> **Action item**
The listing below holds a line with "--- a/GLMakie/src/gl_backend.jl" and a later line with "scales = Vec2f[]". Write out those two lines and every line between them, exactly, and nothing else.

> **Data for this task**
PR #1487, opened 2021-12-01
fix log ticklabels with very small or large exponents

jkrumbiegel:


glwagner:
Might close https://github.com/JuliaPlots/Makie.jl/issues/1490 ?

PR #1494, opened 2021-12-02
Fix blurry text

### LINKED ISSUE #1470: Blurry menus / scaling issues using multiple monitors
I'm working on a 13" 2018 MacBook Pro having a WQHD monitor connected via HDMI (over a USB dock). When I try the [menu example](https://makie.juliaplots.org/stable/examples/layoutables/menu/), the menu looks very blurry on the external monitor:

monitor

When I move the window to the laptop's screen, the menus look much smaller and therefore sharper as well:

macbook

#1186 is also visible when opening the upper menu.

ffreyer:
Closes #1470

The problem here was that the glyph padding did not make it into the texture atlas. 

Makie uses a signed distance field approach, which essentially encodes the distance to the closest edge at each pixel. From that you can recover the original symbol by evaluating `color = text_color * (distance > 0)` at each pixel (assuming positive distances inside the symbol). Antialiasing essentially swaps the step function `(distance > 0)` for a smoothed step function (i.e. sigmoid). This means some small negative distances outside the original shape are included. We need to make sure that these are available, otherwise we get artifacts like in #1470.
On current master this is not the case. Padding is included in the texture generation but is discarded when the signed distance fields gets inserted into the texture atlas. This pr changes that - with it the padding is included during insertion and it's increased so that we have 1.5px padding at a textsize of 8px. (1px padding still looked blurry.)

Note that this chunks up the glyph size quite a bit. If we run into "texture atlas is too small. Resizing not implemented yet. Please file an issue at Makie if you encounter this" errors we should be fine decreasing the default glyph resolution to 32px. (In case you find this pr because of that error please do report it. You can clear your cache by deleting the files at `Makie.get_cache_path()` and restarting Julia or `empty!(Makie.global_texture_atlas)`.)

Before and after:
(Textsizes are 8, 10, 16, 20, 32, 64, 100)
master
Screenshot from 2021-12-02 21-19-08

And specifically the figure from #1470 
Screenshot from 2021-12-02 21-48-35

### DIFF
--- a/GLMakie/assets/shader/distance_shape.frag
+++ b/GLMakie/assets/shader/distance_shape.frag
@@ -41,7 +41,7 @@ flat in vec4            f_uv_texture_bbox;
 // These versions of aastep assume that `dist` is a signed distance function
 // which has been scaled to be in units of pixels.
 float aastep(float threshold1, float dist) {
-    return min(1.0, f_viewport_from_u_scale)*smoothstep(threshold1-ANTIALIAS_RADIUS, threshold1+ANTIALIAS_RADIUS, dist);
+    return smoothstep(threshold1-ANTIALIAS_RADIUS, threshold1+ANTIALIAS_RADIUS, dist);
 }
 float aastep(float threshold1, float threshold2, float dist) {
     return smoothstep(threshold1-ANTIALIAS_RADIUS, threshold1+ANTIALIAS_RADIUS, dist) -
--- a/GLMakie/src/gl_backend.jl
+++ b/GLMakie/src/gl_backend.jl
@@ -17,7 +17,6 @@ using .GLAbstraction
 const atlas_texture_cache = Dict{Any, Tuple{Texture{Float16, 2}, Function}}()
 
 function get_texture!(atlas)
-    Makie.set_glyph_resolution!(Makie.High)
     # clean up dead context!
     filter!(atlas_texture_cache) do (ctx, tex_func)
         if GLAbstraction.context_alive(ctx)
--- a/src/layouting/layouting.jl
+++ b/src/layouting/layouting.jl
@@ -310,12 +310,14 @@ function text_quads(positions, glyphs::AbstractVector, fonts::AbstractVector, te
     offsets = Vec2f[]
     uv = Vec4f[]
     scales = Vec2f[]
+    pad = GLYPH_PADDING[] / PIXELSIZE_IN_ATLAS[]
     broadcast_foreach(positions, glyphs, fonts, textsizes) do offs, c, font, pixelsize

> **Solution for this exercise**
--- a/GLMakie/src/gl_backend.jl
+++ b/GLMakie/src/gl_backend.jl
@@ -17,7 +17,6 @@ using .GLAbstraction
 const atlas_texture_cache = Dict{Any, Tuple{Texture{Float16, 2}, Function}}()
 
 function get_texture!(atlas)
-    Makie.set_glyph_resolution!(Makie.High)
     # clean up dead context!
     filter!(atlas_texture_cache) do (ctx, tex_func)
         if GLAbstraction.context_alive(ctx)
--- a/src/layouting/layouting.jl
+++ b/src/layouting/layouting.jl
@@ -310,12 +310,14 @@ function text_quads(positions, glyphs::AbstractVector, fonts::AbstractVector, te
     offsets = Vec2f[]
     uv = Vec4f[]
     scales = Vec2f[]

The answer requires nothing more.